I just downloaded the new Google Docs and Sheets app onto my iPad. There is an app for Slides coming out soon. Clearly, Google is making a move to better match up with Apples office suite of Pages, Numbers, and Keynotes and Microsoft's Office 365.
- Google's offerings of Drive, Docs, Sheets, and Slides is entirely free. While there is limit on file storage, but the free storage provided is such a generous amount that it would serve anyone's needs who is not using Drive for videos and photos. Drive works very well with Google documents and it can store any kind of files but seems cumbersome and awkward with Microsoft files. MS files are easy to store but very difficult to open them from Google Drive in the MS application. Drive opens them in Google’s equivalent.
- Apple offers their Pages, Numbers, and Keynote suite of products. These apps work very well. 99% of the time I am using Pages.

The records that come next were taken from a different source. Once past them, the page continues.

PR #3990, opened 2024-07-18
Migrate to macos_arm64

meteorcloudy:
Bazel CI is going to remove `macos_legacy` soon.

Removing `--nosystem_rc` in test setup to pick up `--host_jvm_args=-Djava.net.preferIPv6Addresses=true` set in `/private/etc/bazel.bazelrc` on Bazel CI's Mac VMs (ipv6-only).

Context: https://github.com/bazelbuild/continuous-integration/issues/1981#issuecomment-2230296824

### DIFF
--- a/go/tools/bazel_testing/bazel_testing.go
+++ b/go/tools/bazel_testing/bazel_testing.go
@@ -179,9 +179,9 @@ func TestMain(m *testing.M, args Args) {
 // hide that this code is executing inside a bazel test.
 func BazelCmd(args ...string) *exec.Cmd {
 	cmd := exec.Command("bazel")
-    // --nosystem_rc isn't used here because Bazel may need essential flags set in
-    // system rc to be able to work correctly
-    // See https://github.com/bazelbuild/rules_go/pull/3969#issuecomment-2220405416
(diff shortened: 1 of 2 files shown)


go/tools/bazel_testing/bazel_testing.go
```diff
@@ -179,7 +179,7 @@ func TestMain(m *testing.M, args Args) {
 // hide that this code is executing inside a bazel test.
 func BazelCmd(args ...string) *exec.Cmd {
 	cmd := exec.Command("bazel")
-	cmd.Args = append(cmd.Args, "--nosystem_rc", "--nohome_rc")
+	cmd.Args = append(cmd.Args, "--nohome_rc")
```
fmeum, line 182: Could you add a comment explaining why `--nosystem_rc` isn't used here? This is a good example for why we don't want it, even though it appears to be a must for integration tests otherwise.

fmeum (approved):

go/tools/bazel_testing/bazel_testing.go
meteorcloudy: Done!

fmeum (approved):

PR #3995, opened 2024-07-26
Run nogo in a separate validation action

### LINKED ISSUE #3619: Nogo: provide a way to ignore external cgo source

v0.40.1

Irrelevant

6.2.1

Yes

Darwin / ARM64

N/A

### What did you do?

We have a dependency over `github.com/shirou/gopsutil/v3/process` package.

When enable `copylocks` analyzer by including `"@org_golang_x_tools//go/analysis/passes/copylock:go_default_library"` in `nogo` config, the code fail to compile.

When I am done in pages, I copy the final work into blogger, Google Docs, or word depending on what my end goal for the writing is.
Their cloud storage seems to work well on Apple devices but it is not accessible, as far as I know, on non-apple devices. Lastly, the Apple Cloud is only for apple file formats. So, the Apple Cloud cannot be used for general file storage. The capacity is limited but I have no idea what the limit is or the charges when the free limit is reached. Apple used to charge $10 each for the three office suite apps. That is what I paid a few years ago. Since September of 2013, they have been providing it for free on new iOS devices. - Microsoft 365 small business, which is what I would get, offers the very comprehensive and ubiquitous MS Office Suite of Word, Excel, and PowerPoint. The charge for the software, on up to five different devices, and base cloud storage of 1 TB per user is $12.50 a month or $150 per year. This gives unlimited video conferencing, skype, and more. One gets Notebook, Access, email, file sharing, and more. It actually sounds like a very good and very attractive deal.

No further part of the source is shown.